Delft University of Technology, Department of Cognitive Robotics, Mekelweg 2, Delft, 2628CD, the Netherlands.
Cruden, Pedro de Medinalaan 25, Amsterdam, 1086XP, the Netherlands.
Appl Ergon. 2023 Jan;106:103897. doi: 10.1016/j.apergo.2022.103897. Epub 2022 Oct 4.
Increasing levels of vehicle automation are envisioned to allow drivers to engage in other activities but are also likely to increase the incidence of Carsickness or Motion Sickness (MS). Ideally, MS is studied in a safe and controlled environment, such as a driving simulator. However, only few studies address the suitability of driving simulators to assess MS. In this study, we validate a moving base driving simulator for MS research by comparing the symptoms and time course of MS between a real-road driving scenario and a rendition of this scenario in a driving simulator, using a within-subjects design. 25 participants took part as passengers in an experiment with alternating sections (slaloming, stop-and-go) with normal and provocative driving styles. Participants performed Sudoku puzzles (eyes-off-road) during both scenarios and reported MIsery SCale (MISC) scores at 30 s intervals. Motion Sickness Assessment Questionnaire (MSAQ) scores were collected upon completion of either scenario. Overall, the results indicate that MS was more severe in the car than in the simulator. Nevertheless, significant correlations were found between individual MS in the car and simulator for 3 out of 4 MSAQ symptom categories (0.48 < r < 0.73, p < 0.02), with a strong overall correlation (r = 0.57, p = 0.004). MS onset times were similar between the car and the simulator, and sickness fluctuations as a result of driving style showed a similar pattern between scenarios, albeit more pronounced in the car. Based on observed similarities in MS, we conclude these simulator results to have relative validity. We attribute the observed reduction of MS severity in the simulator to the downscaling of the motion by the Motion Cueing Algorithm (MCA). These results suggest that, at least in eyes-off-road conditions, findings on MS from simulator studies may generalize to real vehicles after application of a conversion factor. This conversion factor is likely to depend on simulator and MCA characteristics.

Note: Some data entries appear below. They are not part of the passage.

Issue #3852, opened 2026-08-05
Split SpellConstants into separate files per concern (follow-up to #3842)


Wotuu:
:robot: Follow-up from a review comment on PR #3842 (raised by Wotuu on `app/Models/Spell/SpellConstants.php`).

## Background

`app/Models/Spell/SpellConstants.php` is a single trait that has grown into a grab-bag of
unrelated constant groups. Each group represents its own concern and would be clearer as its own
enum/class:

- **Spell schools** (`SCHOOL_*`, `ALL_SCHOOLS`) — bitmask of damage schools (physical, holy, fire, ...).
- **Miss types** (`MISS_TYPE_*`, `ALL_MISS_TYPES`, `GUID_MISS_TYPE_MAPPING`) — bitmask of combat log
  miss types, plus a mapping from `App\Logic\CombatLog\Guid\MissType\*` classes to those bitmask values.
- **Counters** (`COUNTER_*`, `ALL_COUNTERS`) — bitmask of counter-ability types (vanish, shadowmeld,
  feign death, invisibility, cloak of shadows).
- **Dispel types** (`DISPEL_TYPE_*`, `ALL_DISPEL_TYPES`, `DISPEL_TYPE_TRANSLATION_KEY_PREFIX`) —
  string-keyed dispel type values that double as translation key suffixes.
- **Spell categories** (`CATEGORY_*`, `ALL_CATEGORIES`) — class/general categorization.
- **Cooldown groups** (`COOLDOWN_GROUP_*`, `ALL_COOLDOWN_GROUPS`).
- **Mechanics** (`MECHANIC_*`, `ALL_MECHANIC`) — Blizzard mechanic IDs (asleep, banished, stunned, ...).
- **Hard-coded exception spell IDs** (`SPELL_BLOODLUST`, `SPELL_HEROISM`, ..., `CHARM_SPELLS`,
  `BLOODLUSTY_SPELLS`, `EXCLUDE_MDT_IMPORT_SPELLS`) — a set of specific spell IDs the codebase treats
  as special cases, unrelated to any of the groups above.

That's 8 distinct concerns living in one 280-line trait, several of which are already awkwardly
named with "ALL_" prefixes to avoid collisions between groups.

## Remaining work

Split `SpellConstants` into separate files, one per concern, likely as native PHP enums (backed
where the group already carries meaningful scalar values, e.g. `int` for bitmasks, `string` for
[...]

PR #3859, opened 2026-08-06
#3857 Split DungeonConstants into DungeonKey, RaidKey and DungeonDifficulty enums

### LINKED ISSUE #3857: Split DungeonConstants into separate files per concern (follow-up to #3852)
:robot: Sibling of #3852, which does the same for `app/Models/Spell/SpellConstants.php`.

## Background

`app/Models/DungeonConstants.php` is a single 462-line trait, pulled into `App\Models\Dungeon` via
`use DungeonConstants;`, that mixes several unrelated concerns:

- **Speedrun difficulties** (`DIFFICULTY_10_MAN`/`_20_MAN`/`_25_MAN`/`_40_MAN`, `DIFFICULTY_ALL`) —
  a slug → database-id map (`'10_man' => 1`, ...). The slug doubles as the translation key suffix
  in `Dungeon::getDifficultyName()` (`view_common.dungeon.difficulty.<slug>`), the id is what is
  stored in `dungeon_routes.difficulty` and `dungeon_speedrun_difficulties.difficulty`.
- **Dungeon keys** (`DUNGEON_*`) — 153 string constants, one per dungeon, grouped by expansion.
- **Raid keys** (`RAID_*`) — 30 string constants, one per raid, grouped by expansion.
- **The expansion groupings** (`ALL`, `ALL_RAID`) — `array<expansionKey, list<dungeonKey>>`, which
  most consumers immediately `array_merge_recursive()` back together.

The two groups have nothing to do with each other: difficulty is a small int-keyed lookup, the
dungeon/raid keys are a flat catalogue of instances. The `ALL_` prefixes exist purely to avoid
collisions inside the one trait.

Verified facts about the data (checked by reflection over the trait):

- 153 `DUNGEON_*` constants, all 153 present in `ALL`; 30 `RAID_*` constants, all 30 present in
  `ALL_RAID`. No constant is missing from its grouping and no grouping entry lacks a constant.
- No duplicate *values* across all 183 constants.
- Exactly one *name* collision between the two groups: `DUNGEON_ZUL_GURUB` (`zul_gurub`, Cataclysm)
  vs `RAID_ZUL_GURUB` (`zulgurub`, Classic). This is why dungeons and raids need to stay two
  separate enums rather than being merged into one.

## Remaining work

Split the trait into separate files, one per concern, as native PHP enums:

- **`DungeonDifficulty`** — `int`-backed enum (backed by the database id, i.e. `TEN_MAN = 1`,
  `TWENTY_FIVE_MAN = 2`, `TWENTY_MAN = 3`, `FORTY_MAN = 4`), with a `slug(): string` method
  returning `10_man`/`25_man`/... for the translation key, and the translated-name helper currently
  living in `Dungeon::getDifficultyName()`. Note `name` is reserved on enums (it is the case-name
  property), so the translated getter needs another name (e.g. `translatedName()`).
- **`DungeonKey`** — `string`-backed enum of the 153 dungeon keys, carrying its expansion (replacing
  `Dungeon::ALL`), e.g. `expansionKey(): string` plus `casesForExpansion(string $expansionKey)`.
- **`RaidKey`** — `string`-backed enum of the 30 raid keys, same shape (replacing `Dungeon::ALL_RAID`).

`Dungeon::findExpansionByKey()` then becomes
`DungeonKey::tryFrom($key)?->expansionKey() ?? RaidKey::tryFrom($key)?->expansionKey()`.

Naming and exact file locations are up to the implementer. `app/Models/Dungeon.php` is *not* in an
`app/Models/Dungeon/` sub-namespace (unlike `Spell`), so the new files most likely sit flat in
`app/Models/` rather than creating an `App\Models\Dungeon` namespace that shadows the
`App\Models\Dungeon` class name.

- **Blast radius**: ~480 references to `Dungeon::DUNGEON_*`/`Dungeon::RAID_*` across app, tests,
  seeders, migrations and Blade — 183 inside the trait itself, 161 in
  `app/Logic/MDT/Conversion.php` (`DUNGEON_NAME_MAPPING`), the rest spread over ~60 files
  (`tests/Feature/Controller/Api/V1/APICombatLogController/**` alone has dozens of one-line
  `getDungeonKey()` overrides). Wide, mechanical, but easy to get subtly wrong.
- Almost every consumer compares against `$dungeon->key`, a plain `string` column, so migrating to
  a backed enum means adding `->value` at most call sites (or casting `Dungeon::$key`, which is a
  much larger change and should **not** be attempted here).
- `DIFFICULTY_ALL` is referenced from **migrations** (`2026_06_24_120000_create_dungeon_speedrun_difficulties_table.php`
  and a legacy one) — migrations must keep working, so whatever replaces it has to stay resolvable
  from those files.
- The difficulty ids are duplicated in JavaScript (`resources/assets/js/custom/constants.js`,
  `DUNGEON_DIFFICULTY_10_MAN = 1`) and in JS test fixtures which reference `DungeonConstants::` by
  name in comments — those comments need updating so they don't point at a deleted file.
- `Conversion::DUNGEON_NAME_MAPPING` contains large commented-out blocks referencing these
  constants; they should be rewritten consistently rather than left pointing at a removed trait.

## Recommended approach

One safe change at a time, running `composer run analyse` between steps:

1. Add the three new enums (no deletions yet).
2. Move `Dungeon::getDifficultyName()`/`findExpansionByKey()` logic onto the enums, leaving the
   `Dungeon` methods as thin delegates if callers are widespread.
3. Mechanically rewrite `Dungeon::DUNGEON_X` → `DungeonKey::X->value` and
   `Dungeon::RAID_X` → `RaidKey::X->value` across the codebase (a scripted `sed` over the
   constant list, then review the diff by hand — watch for the `ZUL_GURUB` name collision).
4. Rewrite `Dungeon::ALL`/`ALL_RAID` consumers (`DungeonController`, `DungeonFormRequest`,
   `Console\Commands\Dungeon\CreateMissing`, `Dungeon::findExpansionByKey`).
5. Rewrite `DIFFICULTY_*` consumers, including the two migrations and the Blade views.
6. Delete `app/Models/DungeonConstants.php` and its `use` in `Dungeon`.

## Key files

- `app/Models/DungeonConstants.php`, `app/Models/Dungeon.php`
- `app/Logic/MDT/Conversion.php`
- `app/Http/Controllers/Dungeon/DungeonController.php`, `app/Http/Requests/DungeonFormRequest.php`
- `app/Console/Commands/Dungeon/CreateMissing.php`
- `database/migrations/2026_06_24_120000_create_dungeon_speedrun_difficulties_table.php`
- `resources/views/common/dungeonroute/create/dungeondifficultyselect.blade.php`,
  `resources/views/admin/dungeon/edit.blade.php`, `resources/views/admin/floor/speedrunrequirednpcs.blade.php`
- `tests/Feature/Controller/Api/V1/APICombatLogController/**`

## Definition of done

- Each concern lives in its own file/enum; `app/Models/DungeonConstants.php` is gone.
- All prior usages across PHP, Blade, seeders, migrations and tests updated.
- `php artisan test --compact` green (no new failures).

Wotuu:
:robot: Closes #3857

Sibling of #3852 (the same split for `SpellConstants`).

## What changed

`app/Models/DungeonConstants.php` was a single 462-line trait, pulled into `Dungeon` via `use DungeonConstants;`, mixing four unrelated concerns. It is gone, replaced by three native enums in `app/Models`:

| New file | Replaces | Backed by |
| --- | --- | --- |
| `DungeonDifficulty` | `DIFFICULTY_*`, `DIFFICULTY_ALL`, `Dungeon::getDifficultyName()` | `int` — the database ID stored in `dungeon_routes`.`difficulty` |
| `DungeonKey` | the 153 `DUNGEON_*` constants + `ALL` | `string` — the `dungeons`.`key` column |
| `RaidKey` | the 30 `RAID_*` constants + `ALL_RAID` | `string` — the `dungeons`.`key` column |

- Each key enum carries its own expansion: `expansionKey()` (a `match`, so PHPStan enforces exhaustiveness when a case is added) and `casesByExpansionKey()`, which is what `ALL`/`ALL_RAID` were.
- `DungeonDifficulty` carries `slug()` (`10_man`, ... — also the translation-key suffix) and `translatedName()`, which is what `Dungeon::getDifficultyName()` did.
- **Dungeons and raids stay two enums** rather than one: `DUNGEON_ZUL_GURUB` (`zul_gurub`, Cataclysm) and `RAID_ZUL_GURUB` (`zulgurub`, Classic) collide by name, so a merged enum could not name both cases. For the consumers that used `array_merge_recursive(Dungeon::ALL, Dungeon::ALL_RAID)`, `Dungeon::allKeysByExpansionKey()` and `Dungeon::allKeys()` do the merge; `Dungeon::findExpansionByKey()` now resolves through both enums.
- The `//blackfanthomdeeps`-style trailing comments (MDT/Blizzard names) were carried over onto the enum cases.

## Verification that nothing shifted

The enums were generated from the old trait and then diffed against it at runtime: `ALL`, `ALL_RAID`, `array_merge_recursive(ALL, ALL_RAID)`, its flattened form, and `DIFFICULTY_ALL` all reproduce **identically, including ordering** (which matters — `ALL` order drives the admin "create dungeon" key dropdown, and the flattened order feeds `Rule::in`).

`DungeonResource`'s public `speedrunDifficulties` output (a list of difficulty slugs) is unchanged.

## Blast radius

110 files: ~480 constant references rewritten to `DungeonKey::X->value` / `RaidKey::X->value` across app, tests, seeders, migrations and Blade, plus the two migrations and the JS comments/fixtures that named `DungeonConstants::` by hand.

## Checks

- `composer run analyse` clean, `composer run fix` clean.
- Backend-only — no rendered output changed apart from the admin speedrun-NPC tab DOM ids, which still resolve to the same slugs. No screenshots.


routes/breadcrumbs.php
```diff
@@ -385,7 +386,7 @@
     $trail->parent('admin.floor.edit', $dungeon, $floor);
     $trail->push(
         __('breadcrumbs.home.admin.dungeonspeedrunrequirednpc.new_dungeonspeedrunrequirednpc', [
-            'difficulty' => Dungeon::getDifficultyName($difficulty),
+            'difficulty' => DungeonDifficulty::from($difficulty)->translatedName(),
```
Wotuu, line 389: :robot: `DungeonDifficulty::from()` on an unvalidated route parameter now throws instead of degrading.

The `{difficulty}` segment of `admin.dungeonspeedrunrequirednpc.*` (routes/web.php:387-389) has no route constraint and no Form Request covers the path parameter — `DungeonSpeedrunRequiredNpcsController::create()` just takes `int $difficulty` straight from the URL. The old `Dungeon::getDifficultyName()` degraded gracefully on an out-of-range value (`array_search()` returned `false`, so it rendered the bare translation key). `DungeonDifficulty::from()` throws an uncaught `ValueError` → 500, both here and in `admin/dungeonspeedrunrequirednpc/new.blade.php` (lines 19 and 24).

Admin-gated and not a user-facing regression, so not a blocker — but since the value is attacker/typo-controlled it would be cheaper to fail cleanly: either constrain the route (`->whereIn('difficulty', DungeonDifficulty::values())`) or use `tryFrom()` + `abort(404)` in the controller and pass the enum instance to the view.

app/Models/DungeonKey.php
```diff
@@ -0,0 +1,366 @@
+<?php
+
+namespace App\Models;
+
+/**
+ * The `key` column of every dungeon known to the application. Previously `Dungeon::DUNGEON_*`.
+ */
+enum DungeonKey: string
```
Wotuu, line 8: :robot: Nothing enforces the disjointness invariant the split now depends on.

Splitting one constant list into two enums that both back the same `dungeons`.`key` column introduces a new invariant: `DungeonKey` and `RaidKey` values must never overlap. `Dungeon::findExpansionByKey()` (`DungeonKey::tryFrom(...) ?? RaidKey::tryFrom(...)`) would silently return the dungeon expansion for a colliding key, and `Dungeon::allKeys()` would emit a duplicate into the `Rule::in` list in `DungeonFormRequest`. Previously the two lists lived in one file next to each other; now they are two files 300 lines apart and the collision is invisible at review time (the near-miss `zul_gurub`/`zulgurub` is exactly the kind of pair that makes this plausible).

I verified today that the sets are disjoint and that `casesByExpansionKey()` reproduces `ALL`/`ALL_RAID` byte-for-byte including ordering — but that verification was a throwaway script, not something the suite keeps checking. Worth a small unit test asserting `array_intersect(DungeonKey::values-ish, RaidKey::...)` is empty and that `Dungeon::allKeys()` has no duplicates, so a future key added to the wrong enum fails in CI rather than in prod.

Wotuu:

Both are non-blocking. Verification I did beyond reading the diff:

- Reconstructed `ALL`/`ALL_RAID` from the deleted trait and compared them to `DungeonKey`/`RaidKey` grouped by **declaration order** (which is what `casesByExpansionKey()` actually iterates, not the `match` arm order): identical, including per-expansion ordering, 153 + 31 cases, no case unmapped, no value duplicated within or across the two enums.
- Resolved every `Dungeon::DUNGEON_*`/`RAID_*` removed and every `DungeonKey::*`/`RaidKey::*` added, per file, across all 110 files, and compared the resolved string sequences — no mis-substituted key anywhere.
- Diffed out every changed line that contains no constant/enum reference, to catch changes riding along with the rename: the residue is exactly the restructurings described in the PR body (`allKeysByExpansionKey`/`allKeys`, `DungeonResource`, the speedrun blades, one `->values()` drop in `DungeonRouteSaveServiceSaveTest`). Nothing unaccounted for.
- `DungeonResource.speedrunDifficulties` and the `Rule::in` difficulty lists come out identical, and the `empty($difficultiesWithData)` guard in `speedrunrequirednpcs.blade.php` is unaffected by the assoc→list key change.

routes/breadcrumbs.php
Wotuu: :robot: Fixed by constraining the route instead of restructuring the controller/breadcrumb signatures.

`routes/web.php` now applies `->whereIn('difficulty', DungeonDifficulty::values())` to the whole `speedrunrequirednpcs` route group, so all three routes (`new`, `savenew`, `delete`) 404 at the routing layer for any out-of-range or typo'd `difficulty` before dispatch ever reaches a controller. That makes the three `DungeonDifficulty::from()` call sites (`routes/breadcrumbs.php:389`, `new.blade.php:19`, `new.blade.php:24`) unreachable with an invalid value — left them untouched since the ValueError can no longer occur.

Verified the constraint actually merged onto all three named routes (not just the GET) via `Route::getRoutes()->getByName(...)->wheres`, and that it survives a `route:cache`/`route:clear` round-trip.

Added `tests/Feature/Controller/Admin/DungeonSpeedrunRequiredNpcsControllerTest.php`:
- `create_givenValidDifficulty_returnsOk` — happy path, exercises the breadcrumb/view `from()` calls end-to-end.
- `create_givenDifficultyOutsideDeclaredValues_returnsNotFound` — guards the 404 behavior directly.

app/Models/DungeonKey.php
Wotuu: :robot: Added a defensive unit test in `tests/Unit/App/Models/DungeonKeyTest.php`:

- `dungeonKeyAndRaidKey_givenBothEnums_haveDisjointValueSets` — asserts `array_intersect()` of the two enums' backing values is empty.
- `allKeys_givenEveryDungeonAndRaidKey_containsNoDuplicates` — asserts `Dungeon::allKeys()` has no duplicate entries (surfaces the actual colliding key(s) on failure rather than just a count mismatch).

No production code changes were needed — both invariants already held, this just guards them in CI going forward.

app/Http/Requests/DungeonFormRequest.php
```diff
@@ -45,7 +46,7 @@ public function rules(): array
             'key' => [
                 'required',
                 Rule::unique(Dungeon::class, 'key')->ignore($this->get('key'), 'key'),
-                Rule::in(collect(array_merge_recursive(Dungeon::ALL, Dungeon::ALL_RAID))->flatten()),
+                Rule::in(Dungeon::allKeys()),
```
Wotuu, line 49: Does this function even exist? Should it not be `DungeonKey::allKeys()` or something?

app/Models/Dungeon.php
```diff
@@ -579,21 +578,47 @@ public function hasImageWallpaper(): bool
...
+     * All known dungeon and raid keys.
+     *
+     * @return list<string>
      */
-    public static function getDifficultyName(int $difficulty): string
+    public static function allKeys(): array
     {
-        return __(sprintf('view_common.dungeon.difficulty.%s', array_search($difficulty, self::DIFFICULTY_ALL, true)));
+        return array_merge(...array_values(self::allKeysByExpansionKey()));
     }
```
Wotuu, line 618: So it does exist, my bad. But why is this here and not somewhere in the DungeonKey class? I don't think it should live here.

app/Http/Requests/DungeonFormRequest.php
Wotuu: :robot: Confirmed — `Dungeon::allKeys()` is defined in `app/Models/Dungeon.php` and merges `DungeonKey::casesByExpansionKey()` + `RaidKey::casesByExpansionKey()`, so this validation rule correctly accepts both dungeon and raid keys.

app/Models/Dungeon.php
Wotuu: :robot: Left it on `Dungeon` rather than `DungeonKey` because `allKeys()`/`allKeysByExpansionKey()` merge both `DungeonKey` and `RaidKey` cases — putting it on `DungeonKey` would mean that enum needs to know about `RaidKey`, which felt backwards. `Dungeon` is the model that validates against both (its `key` column can hold either), so it seemed like the natural home. Open to moving it if you have a specific place in mind — didn't want to guess at a bigger restructure during this pass.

车辆自动化程度的提高预计将使驾驶员能够从事其他活动,但也可能增加晕车或运动病(MS)的发生率。理想情况下,MS 是在安全和受控的环境中研究的,例如驾驶模拟器。然而,只有少数研究涉及驾驶模拟器评估 MS 的适宜性。在这项研究中,我们通过比较真实道路驾驶场景和驾驶模拟器中的该场景的呈现之间的 MS 症状和时间过程,使用受试者内设计验证了用于 MS 研究的移动基座驾驶模拟器的适用性。25 名参与者作为乘客参加了一项实验,该实验交替进行了(蛇行,走走停停)正常和挑衅性的驾驶方式。参与者在两个场景中都进行了数独谜题(视线离开道路),并在 30 秒间隔报告 MISC 评分。在完成任何一个场景后,都会收集运动病评估问卷(MSAQ)的分数。总体而言,结果表明 MS 在车内比在模拟器中更严重。尽管如此,在车内和模拟器中,4 个 MSAQ 症状类别中的 3 个(0.48<r<0.73,p<0.02)发现了 MS 个体的显著相关性,整体相关性很强(r=0.57,p=0.004)。车和模拟器之间的 MS 发作时间相似,由于驾驶方式引起的疾病波动在两个场景中表现出相似的模式,尽管在车内更为明显。基于观察到的 MS 相似性,我们得出结论,这些模拟器结果具有相对有效性。我们将模拟器中观察到的 MS 严重程度降低归因于运动提示算法(MCA)对运动的缩小。这些结果表明,至少在视线离开道路的情况下,从模拟器研究中得出的 MS 发现可以在应用转换因子后推广到真实车辆。该转换因子可能取决于模拟器和 MCA 的特点。